## Directions for this task
Determine the number of lines below that contain the string "when", and state only that number.

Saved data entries
====================
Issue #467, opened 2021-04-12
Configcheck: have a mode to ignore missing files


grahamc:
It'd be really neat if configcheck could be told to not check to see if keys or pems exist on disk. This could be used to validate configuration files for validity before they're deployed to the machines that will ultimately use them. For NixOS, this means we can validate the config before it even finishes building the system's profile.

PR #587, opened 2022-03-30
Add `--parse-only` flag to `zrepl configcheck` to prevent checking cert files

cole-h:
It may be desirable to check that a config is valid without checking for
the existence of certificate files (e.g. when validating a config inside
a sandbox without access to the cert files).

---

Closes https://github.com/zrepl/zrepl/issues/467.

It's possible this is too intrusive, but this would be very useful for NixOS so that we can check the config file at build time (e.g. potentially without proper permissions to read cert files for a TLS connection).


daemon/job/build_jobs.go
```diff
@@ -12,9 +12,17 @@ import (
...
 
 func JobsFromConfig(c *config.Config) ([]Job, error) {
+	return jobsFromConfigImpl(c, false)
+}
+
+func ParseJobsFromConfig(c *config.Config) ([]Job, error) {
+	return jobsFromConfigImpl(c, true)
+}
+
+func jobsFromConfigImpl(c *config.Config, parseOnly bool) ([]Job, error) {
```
====================
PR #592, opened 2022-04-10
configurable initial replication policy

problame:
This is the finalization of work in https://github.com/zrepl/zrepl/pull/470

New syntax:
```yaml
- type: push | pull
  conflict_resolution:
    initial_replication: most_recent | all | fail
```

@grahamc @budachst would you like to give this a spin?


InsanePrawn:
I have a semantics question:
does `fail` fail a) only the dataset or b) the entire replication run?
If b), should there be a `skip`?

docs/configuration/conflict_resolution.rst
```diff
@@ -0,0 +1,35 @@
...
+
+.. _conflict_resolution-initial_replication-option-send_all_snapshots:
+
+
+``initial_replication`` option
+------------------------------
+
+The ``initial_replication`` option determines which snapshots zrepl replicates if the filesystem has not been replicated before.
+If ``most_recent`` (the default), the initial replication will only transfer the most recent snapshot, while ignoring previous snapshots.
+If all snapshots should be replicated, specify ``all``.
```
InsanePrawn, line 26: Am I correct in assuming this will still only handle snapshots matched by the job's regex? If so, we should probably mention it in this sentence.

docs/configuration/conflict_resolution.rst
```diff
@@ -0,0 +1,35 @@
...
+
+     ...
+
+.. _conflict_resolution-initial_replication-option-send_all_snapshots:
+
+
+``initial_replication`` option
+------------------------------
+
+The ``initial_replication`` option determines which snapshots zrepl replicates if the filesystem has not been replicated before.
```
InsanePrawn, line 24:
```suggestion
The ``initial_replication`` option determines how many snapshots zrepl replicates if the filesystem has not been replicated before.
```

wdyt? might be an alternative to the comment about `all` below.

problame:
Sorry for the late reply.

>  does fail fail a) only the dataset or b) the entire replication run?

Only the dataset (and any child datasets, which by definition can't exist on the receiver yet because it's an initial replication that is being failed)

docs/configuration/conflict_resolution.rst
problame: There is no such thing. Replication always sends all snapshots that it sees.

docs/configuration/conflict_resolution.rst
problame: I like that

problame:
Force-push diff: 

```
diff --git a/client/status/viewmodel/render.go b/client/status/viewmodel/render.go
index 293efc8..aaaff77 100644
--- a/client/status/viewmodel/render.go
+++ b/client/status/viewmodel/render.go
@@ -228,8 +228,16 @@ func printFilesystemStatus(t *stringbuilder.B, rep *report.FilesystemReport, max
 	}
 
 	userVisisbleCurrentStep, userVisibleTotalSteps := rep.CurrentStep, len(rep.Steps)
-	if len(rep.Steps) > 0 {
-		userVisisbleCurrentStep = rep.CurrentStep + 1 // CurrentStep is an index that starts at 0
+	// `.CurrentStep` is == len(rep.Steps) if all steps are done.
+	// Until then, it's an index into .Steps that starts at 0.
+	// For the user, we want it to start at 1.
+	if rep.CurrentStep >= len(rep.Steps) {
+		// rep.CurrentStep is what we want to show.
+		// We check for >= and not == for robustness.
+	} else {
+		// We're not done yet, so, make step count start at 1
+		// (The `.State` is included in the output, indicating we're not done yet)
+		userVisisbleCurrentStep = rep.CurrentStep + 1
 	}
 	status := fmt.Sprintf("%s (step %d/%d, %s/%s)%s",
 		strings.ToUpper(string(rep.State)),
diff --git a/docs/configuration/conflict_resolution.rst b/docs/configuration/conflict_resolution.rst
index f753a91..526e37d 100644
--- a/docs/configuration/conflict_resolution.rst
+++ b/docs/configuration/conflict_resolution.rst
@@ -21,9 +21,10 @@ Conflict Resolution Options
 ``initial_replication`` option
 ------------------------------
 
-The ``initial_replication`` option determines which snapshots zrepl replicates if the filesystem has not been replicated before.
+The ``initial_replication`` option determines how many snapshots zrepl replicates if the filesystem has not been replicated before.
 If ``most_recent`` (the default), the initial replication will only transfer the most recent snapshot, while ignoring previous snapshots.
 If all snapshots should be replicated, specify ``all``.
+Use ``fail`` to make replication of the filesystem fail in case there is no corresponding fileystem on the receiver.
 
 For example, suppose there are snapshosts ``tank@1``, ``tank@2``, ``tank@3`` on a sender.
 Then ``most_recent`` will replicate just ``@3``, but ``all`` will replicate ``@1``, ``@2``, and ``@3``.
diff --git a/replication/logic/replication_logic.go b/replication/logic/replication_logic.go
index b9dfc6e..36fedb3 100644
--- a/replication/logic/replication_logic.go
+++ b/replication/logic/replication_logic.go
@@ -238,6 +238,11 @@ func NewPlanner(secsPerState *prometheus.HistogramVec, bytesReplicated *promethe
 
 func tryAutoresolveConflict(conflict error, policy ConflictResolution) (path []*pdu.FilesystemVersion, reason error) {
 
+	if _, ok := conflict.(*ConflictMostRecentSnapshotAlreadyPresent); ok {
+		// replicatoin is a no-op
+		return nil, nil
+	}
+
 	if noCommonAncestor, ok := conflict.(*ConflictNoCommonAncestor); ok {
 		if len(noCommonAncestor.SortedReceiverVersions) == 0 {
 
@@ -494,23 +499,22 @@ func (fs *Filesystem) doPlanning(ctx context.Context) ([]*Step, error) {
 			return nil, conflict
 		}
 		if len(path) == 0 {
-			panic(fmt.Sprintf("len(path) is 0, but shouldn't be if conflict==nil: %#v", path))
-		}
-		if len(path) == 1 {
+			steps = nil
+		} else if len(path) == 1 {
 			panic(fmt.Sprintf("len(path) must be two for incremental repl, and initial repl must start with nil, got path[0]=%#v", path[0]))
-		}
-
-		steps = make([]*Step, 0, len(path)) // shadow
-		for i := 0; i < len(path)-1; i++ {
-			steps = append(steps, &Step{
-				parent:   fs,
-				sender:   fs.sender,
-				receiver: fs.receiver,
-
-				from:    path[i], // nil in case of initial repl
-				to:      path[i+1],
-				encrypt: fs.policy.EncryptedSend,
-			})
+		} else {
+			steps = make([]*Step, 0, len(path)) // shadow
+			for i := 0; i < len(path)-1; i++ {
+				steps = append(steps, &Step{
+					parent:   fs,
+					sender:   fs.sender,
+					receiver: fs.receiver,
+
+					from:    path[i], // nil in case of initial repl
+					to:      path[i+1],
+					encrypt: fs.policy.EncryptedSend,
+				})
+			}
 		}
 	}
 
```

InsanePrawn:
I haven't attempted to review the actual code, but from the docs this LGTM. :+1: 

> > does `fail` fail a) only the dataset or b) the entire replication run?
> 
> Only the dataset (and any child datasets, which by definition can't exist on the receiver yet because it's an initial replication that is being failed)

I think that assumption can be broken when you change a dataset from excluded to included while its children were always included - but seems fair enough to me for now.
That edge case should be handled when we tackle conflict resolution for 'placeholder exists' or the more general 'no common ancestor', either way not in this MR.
====================
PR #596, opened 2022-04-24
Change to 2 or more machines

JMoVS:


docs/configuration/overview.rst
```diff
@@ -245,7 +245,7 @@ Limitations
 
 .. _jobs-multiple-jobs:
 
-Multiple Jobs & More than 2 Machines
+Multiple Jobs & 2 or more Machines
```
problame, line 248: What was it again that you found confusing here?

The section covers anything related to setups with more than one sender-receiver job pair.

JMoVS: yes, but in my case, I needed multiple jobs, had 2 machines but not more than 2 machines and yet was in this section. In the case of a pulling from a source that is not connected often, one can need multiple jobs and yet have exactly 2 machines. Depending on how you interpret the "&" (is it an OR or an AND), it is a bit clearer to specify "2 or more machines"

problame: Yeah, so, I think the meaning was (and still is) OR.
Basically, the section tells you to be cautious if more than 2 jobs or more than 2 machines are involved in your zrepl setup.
====================
## Output below
3